If we’re going to make Scotland a better place to raise a family, we need people who know about raising families making laws and shaping policies. Losing people like Gail Ross makes that all the harder.

*****

I was sure I watched the Tories win the election in December, but I’m starting to have my doubts. Boris Johnson’s government won’t be appealing the Court of Appeals ruling that its plans to build a third runway at Heathrow are inconsistent with its obligations on climate change. Cue much Tory bellyaching about ‘activist judges’, but who was the foreign secretary who signed the Paris Agreement? That would be one Boris Johnson.

Protecting the climate and economic growth need not be at odds but when government signs up to virtuous-sounding treaties without thinking through their implications they put the two on a collision course. The economic case for a third runway is sound. Growing the economy will expedite the arrival of technological solutions to climate change.

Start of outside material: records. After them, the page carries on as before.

PR #6383, opened 2020-09-26
[signal] allow to ignore print-trace if not available

johnny-bit:
Previously if darktable was compilled with print trace disabled, specifying print-trace on commandline debug options would fail. with this change it's ignored with meaningfull message to user.


TurboGit:
Looks good to me, thanks !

This government was not elected to bend to the regressive elitism of middle-class bog-botherers or the millenarian eco-communism of Extinction Rebellion. Not only should ministers press ahead with Heathrow expansion, they should build a new airport to declare Brexit Britain open for business. ‘Greta Thunberg International’ has a certain ring to it.

*****

Carrie Symonds has announced that she and the Prime Minister are expecting. A baby is always happy news but at this time of doom and gloom — Brexit, coronavirus, flooding — it’s especially welcome. It’s also a cause for celebration on the Opposition benches: finally, there’ll be somebody in labour living at 10 Downing Street.